Items from a dataset:
....

PR #389, opened 2016-10-26
Add support fordatachannel

hekra01:
**Description**
Add support for datachannel.
Related to
* https://github.com/njovy/AppRTCDemo/pull/32
* https://bugs.chromium.org/p/webrtc/issues/detail?id=6647

**Purpose**
Will enable to send text message for example.

### DIFF
--- a/src/web_app/js/call.js
+++ b/src/web_app/js/call.js
@@ -587,3 +587,7 @@ Call.prototype.onError_ = function(message) {
     this.onerror(message);
   }
 };
+
+Call.prototype.sendData = function(message) {
+  this.pcClient_.sendData(message);
+};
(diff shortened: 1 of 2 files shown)


KaptenJansson:
@samdutton @juberti what's your opinion on adding data channels to AppRTC? Note that this does not include an UI or anything so more work would be needed for this to be usable by normal users.

KaptenJansson:
@samdutton @juberti ping

samdutton:
For chat?

On 2 Dec 2016 9:36 a.m., "Christoffer Jansson" <notifications@github.com>
wrote:

@samdutton <https://github.com/samdutton> @juberti
<https://github.com/juberti> ping

—
You are receiving this because you were mentioned.
Reply to this email directly, view it on GitHub
<https://github.com/webrtc/apprtc/pull/389#issuecomment-264412355>, or mute
the thread

hekra01:
Yes, chat is one use case. Could also be used for file transfer etc...

KaptenJansson:
I think then dataChannel should only be setup when one of the features are enabled/requested however that will require renegotiation off course which AppRTC does not currently handle.

KaptenJansson:
Closing. A followup PR with datachannel and a feature that uses it (e.g chat with a UI etc) will be considered.

PR #390, opened 2016-11-02
Adding back TLS1.x ciphers to increase compatability

KaptenJansson:
**Description**
Some WebSocket libraries when used on older Android versions do not support TLS 1.2.

**Purpose**
Increase comparability....


hkjellander:
I guess I'll wait for you to fix the Travis issue?

KaptenJansson:
Interesting, I do not see that error locally. Also, this is totally unrelated to my changes, eslint has probably been updated.

PR #393, opened 2016-11-06
handle room full state by returning to room selection state.

hekra01:
**Description**
Handle room full state by returning to room selection state.
Once a room is full, the same user interface will be displayed, whether  doing POST `roomserver/join/roomId` or GET `roomserver/r/roomId`

**Purpose**
When a room is full, new requests to join the room result in the same user interface


KaptenJansson:
Thanks for doing this, LGTM. (will merge soonish)

PR #517, opened 2017-12-08
remove callstats

KaptenJansson:
**Description**
Remove callstats

**Purpose**
No longer used.


chemmagate:
@KaptenJansson Hi, this PR breaks integrations for several users that use callstats with apprtc and also we use it for internal testing, is it possible to bring this integration back?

....

WHAT IS BEING ASKED: Produce an exact copy of the lines from the one containing "Yes, chat is" through the final line of the data, both ends included, and only those.

SOLVED PROBLEM:
Yes, chat is one use case. Could also be used for file transfer etc...

KaptenJansson:
I think then dataChannel should only be setup when one of the features are enabled/requested however that will require renegotiation off course which AppRTC does not currently handle.

KaptenJansson:
Closing. A followup PR with datachannel and a feature that uses it (e.g chat with a UI etc) will be considered.

PR #390, opened 2016-11-02
Adding back TLS1.x ciphers to increase compatability

KaptenJansson:
**Description**
Some WebSocket libraries when used on older Android versions do not support TLS 1.2.

**Purpose**
Increase comparability....


hkjellander:
I guess I'll wait for you to fix the Travis issue?

KaptenJansson:
Interesting, I do not see that error locally. Also, this is totally unrelated to my changes, eslint has probably been updated.

PR #393, opened 2016-11-06
handle room full state by returning to room selection state.

hekra01:
**Description**
Handle room full state by returning to room selection state.
Once a room is full, the same user interface will be displayed, whether  doing POST `roomserver/join/roomId` or GET `roomserver/r/roomId`

**Purpose**
When a room is full, new requests to join the room result in the same user interface


KaptenJansson:
Thanks for doing this, LGTM. (will merge soonish)

PR #517, opened 2017-12-08
remove callstats

KaptenJansson:
**Description**
Remove callstats

**Purpose**
No longer used.


chemmagate:
@KaptenJansson Hi, this PR breaks integrations for several users that use callstats with apprtc and also we use it for internal testing, is it possible to bring this integration back?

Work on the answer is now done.